Nixdorf include, but are not limited to, the expected timing and likelihood of the completion of the contemplated business combination, including the timing, receipt and terms and conditions of any required governmental and regulatory approvals of the contemplated business combination that could reduce anticipated benefits or cause the parties not to consummate, or to abandon the transaction, the ability to successfully integrate the businesses, the occurrence of any event, change or other circumstances that could give rise to the termination of the business combination agreement or the contemplated offer, the risk that the parties may not be willing or able to satisfy the conditions to the contemplated business combination or the contemplated offer in a timely manner or at all, risks related to disruption of management time from ongoing business operations due to the contemplated business combination, the risk that any announcements relating to the contemplated business combination could have adverse effects on the market price of Diebold’s common shares, and the risk that the contemplated transaction or the potential announcement of such transaction could have an adverse effect on the ability of Diebold to retain and hire key personnel and maintain relationships with its suppliers, and on its operating results and businesses generally.
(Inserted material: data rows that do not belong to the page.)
PR #1925, opened 2023-09-11
Trx parsing performance

farlee2121:
### WHAT
Dramatically improve trx result file parsing performance.

For ~2k unit tests, parse time went from ~260s (yikes) to <2s.

### WHY
While testing for #1922, I noticed large test projects had a significant delay between the test console showing a complete run and the explorer showing a complete run. A bit of experimenting showed that trx parsing was the source of the slowness.

I'm surprised I didn't notice this sooner. I thought the performance issues were in the build/run phase and got tunnel vision. Trx parsing was causing the non-linear slowdowns on large projects. 

### HOW

XPath has [known issues](https://github.com/goto100/xpath/issues/97) with performance for large documents.
So, I found a way to reduce the average selector scope. First I select a collection of test definitions or test results, then I query attributes relative to each test or result node. 
Test definitions and results are then zipped together by id. 

Overall, this requires a data model more closely reflecting the trx structure. It does slightly increase mapping complexity, but it drastically decreases document traversal via select statements.


baronfel (approved):
Absolutely lovely, and the changes to the parsing make sense to me overall. Good eye!

Issue #1923, opened 2023-09-04
Getting errors when trying to execute unit tests with special characters in the names via the test explorer


Numpsy:
### Describe the bug
I have a test project which uses Expecto and is using ```testTheory``` to create tests.
The generated test cases use the 'theory' data in the name, which resulted in some test cases whose name contains a ```=```.

The test explorer is displaying these test cases ok:

![image](https://github.com/ionide/ionide-vscode-fsharp/assets/1178570/3bbf8756-73f5-4b13-872d-2420e49ba233)

If I use the test explorer to run the whole test set, or just run the 'CLASSIFICATION' test on its own then the tests run ok.
However, if I try to run any of the tests whose name contains an = then I get this error in the test output

```
An exception occurred while invoking executor 'executor://yolodev/expecto': Incorrect format for TestCaseFilter Error: Invalid Condition 'FullyQualifiedName=TitusMetadataParser Tests.parse a user metadata string with no value.CLASSIFICATION='. Specify the correct format and try again. Note that the incorrect format can lead to no test getting executed.
```

I then tried running the xUnit based tests from [Avalonia.FuncUI](https://github.com/fsprojects/Avalonia.FuncUI) and found that there are similar issues with test cases that have '(' or ')' in the name, for example running 

https://github.com/fsprojects/Avalonia.FuncUI/blob/ffc04eb5f1f4865f48b1d0bac3c9cd9bb4bed33a/src/Avalonia.FuncUI.UnitTests/VirtualDom/VirtualDom.ModuleTests.fs#L151C19-L151C19

![image](https://github.com/ionide/ionide-vscode-fsharp/assets/1178570/f7df86f8-435e-4e86-8d2d-b32468bff480)

got me this error
```
[xUnit.net 00:00:00.47] Avalonia.FuncUI.UnitTests: Exception filtering tests: Incorrect format for TestCaseFilter Missing Operator '|' or '&'. Specify the correct format and try again. Note that the incorrect format can lead to no test getting executed.

No test matches the given testcase filter `(FullyQualifiedName=Avalonia.FuncUI.UnitTests.VirtualDom.ModuleTests.integration test 'VirtualDom.updateRoot' (from null to Button to TextBlock))` in s:\GitHubForks\MyFuncUI\src\Avalonia.FuncUI.UnitTests\bin\Debug\net6.0\Avalonia.FuncUI.UnitTests.dll
```

Fwiw, the text explorer in Visual Studio will run both of these cases.

[...]

PR #1926, opened 2023-09-12
Escape special characters when building test filters

Numpsy:
### WHAT
When building a test filter, escape any special characters present in test names, as per the vstest documentation at https://github.com/microsoft/vstest/blob/main/docs/filter.md, to avoid errors from the test runner when trying to run tests whose names contain such characters from the test explorer

### WHY
#1923 

### HOW
Based on the approach used by vstest at https://github.com/microsoft/vstest/blob/main/src/Microsoft.TestPlatform.ObjectModel/Utilities/FilterHelper.cs

### DIFF
--- a/src/Components/TestExplorer.fs
+++ b/src/Components/TestExplorer.fs
@@ -1060,10 +1060,32 @@ module Interactions =
         )
         |> Promise.ofThenable
 
+    let private filterEscapeCharacter = '\\'
+    let private filterSpecialCharacters = [| '\\'; '('; ')'; '&'; '|'; '='; '!'; '~' |]
+    let private filterSpecialCharactersSet = Set.ofArray filterSpecialCharacters
 
     let private buildFilterExpression (tests: TestItem array) =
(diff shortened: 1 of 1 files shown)


src/Components/TestExplorer.fs
```diff
@@ -1060,10 +1060,32 @@ module Interactions =
...
     let private buildFilterExpression (tests: TestItem array) =
+        // Escape any special characters in test names, as per https://github.com/microsoft/vstest/blob/main/docs/filter.md
+        let escapeFilterExpression (str: string) =
+
+            if str.IndexOfAny(filterSpecialCharacters) < 0 then
+                str
+            else
+                let builder = StringBuilder()
+
+                for i = 0 to str.Length do
```
Numpsy, line 1076: hmm, clicked submit and then thought 'hang on, that's one too many characters' :-(

TheAngryByrd (approved):
Thanks for this!

I don't know how I missed this in the last batch of merges.

PR #1927, opened 2023-09-12
Test debugging

farlee2121:
### WHAT
Add ability to debug unit tests from the Ionide Test Explorer.

https://github.com/ionide/ionide-vscode-fsharp/assets/2847259/7a9bbff8-56a0-4edb-b480-0a7276d30a79

Debug is also available from the gutter decoration
image

### HOW
Add a new test run profile for debugging. 
When the debugging profile is selected, 
1. set the right environment variable for vstest to return the processId (and wait for a debugger to attach)
2. parse the processId out of the output
3. attach to that process with a vscode attach profile
4. `workbench.action.debug.continue` to get past the stop on entry that can be confusing 

I tested to make sure it works across frameworks (Expecto, XUnit, etc) and when multiple projects are run.

### DIFF
--- a/src/Components/TestExplorer.fs
+++ b/src/Components/TestExplorer.fs
@@ -490,12 +490,19 @@ module DotnetCli =
         }
         |> ignore
 
+    type DebugTests =
+        | Debug
+        | NoDebug
+
+    module DebugTests =
+        let ofBool bool = if bool then Debug else NoDebug
+
     let private dotnetTest
         (cancellationToken: CancellationToken)
         (projectPath: string)
         (targetFramework: string)
         (trxOutputPath: string option)
-        (shouldDebug: bool)
+        (shouldDebug: DebugTests)
         (additionalArgs: string array)
         : JS.Promise<Node.ChildProcess.ExecError option * StandardOutput * StandardError> =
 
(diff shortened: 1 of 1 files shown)


src/Components/TestExplorer.fs
```diff
@@ -446,16 +452,50 @@ module DotnetCli =
...
+            |> unbox
+
+        let folder = workspace.workspaceFolders.Value.[0]
+
+        promise {
+            let! _ =
+                Vscode.debug.startDebugging (Some folder, U2.Case2 launchRequest)
+                |> Promise.ofThenable
+
+            do! Promise.sleep 2000
```
farlee2121, line 488: Have to wait or it'll continue before the debugger reaches the stop on entry point.
That'll leave the debugger in a confusing state where it shows it's attached but no breakpoints are hit and the breakpoints show as disabled

TheAngryByrd: Definitely leave a code comment for this one then.

farlee2121: Done. 
Also commented on the processId weirdness

TheAngryByrd (approved):
This works great! Thank you 🎸 

As a note for Expecto users, if you want to actually run only one test you'll need to update [YoloDev to 0.14.2](https://github.com/YoloDev/YoloDev.Expecto.TestSdk/releases/tag/YoloDev.Expecto.TestSdk-v0.14.2)

Issue #1924, opened 2023-09-07
No space after code before type lense is shown


peheje:
### Describe the bug
Before there was a space after the code before the type lense is shown.

Now this is gone:
<img width="295" alt="Screenshot 2023-09-07 at 20 25 10" src="https://github.com/ionide/ionide-vscode-fsharp/assets/7273366/0d33c49c-63a2-46d5-b6c9-82a6d76cb6ba">
Notice the `b//` used to be `b //`

This look especially wierd when font-ligatures is enabled:
<img width="199" alt="Screenshot 2023-09-07 at 20 26 32" src="https://github.com/ionide/ionide-vscode-fsharp/assets/7273366/7de64cd3-e983-4236-acd2-87eaf50c1660">

Notice the `=//` which should be `= //`

I'm on Ionide V 7.11.0 - 06.09.2023 and MacOS. But I think the issue was also present 1 version back, but just a hunch.

Numpsy:
Hopefully fixed in 7.12.0

PR #1928, opened 2023-09-13
Add a leading space to the default prefix in LineLens.config

Numpsy:
### WHAT
Add a leading space to the default prefix string in the shared line lens code.

### WHY
refs #1924 

Note that this only updates the default value and doesn't fix the actual issue, it just seemed reasonable to me for this default to have a leading space to match the one at https://github.com/ionide/ionide-vscode-fsharp/blob/61c4d71ef5b255a77aa368548530380174d39ac4/src/Components/LineLens/LineLens.fs#L35C53-L35C53

I'll do a test PR shortly for another possible change related to the issue

### HOW
It's just a space in the prefix string.

### DIFF
--- a/src/Components/LineLens/LineLensShared.fs
+++ b/src/Components/LineLens/LineLensShared.fs
@@ -186,7 +186,7 @@ type LineLens
     let decorationType =
         decorationType |> Option.defaultValue LineLensDecorations.decorationType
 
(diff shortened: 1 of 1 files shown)


TheAngryByrd (approved):
I wonder how this actually happened. Thanks for this!

PR #1931, opened 2023-09-15
Add keybinding to fsharp.explorer.renameFile in F# Solution Explorer

dawedawe:
### WHAT
copilot:summary

copilot:poem

copilot:emoji

### WHY
I thought this would be a quick one, but apparently I'm missing some background story here why this doesn't work with such a simple change. Does anyone know why?

### HOW
copilot:walkthrough

### DIFF
--- a/release/package.json
+++ b/release/package.json
@@ -949,6 +949,11 @@
     ],
     "keybindings": [
       {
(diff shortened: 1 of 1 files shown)


dawedawe:
Mmh, no, seems to be something else. I'll do some more digging.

These risks, as well as other risks associated with the contemplated business combination, are more fully discussed in the prospectus that is attached as Annex 4 to the German offer document and has been filed with the SEC. Additional risks and uncertainties are identified and discussed in Diebold’s reports filed with the SEC and available at the SEC’s website at www.sec.gov. Any forward-looking statements speak only as at the date of this document. Except as required by applicable law, neither Diebold nor Wincor Nixdorf undertakes any obligation to update or revise publicly any forward-looking statement, whether as a result of new information, future events or otherwise.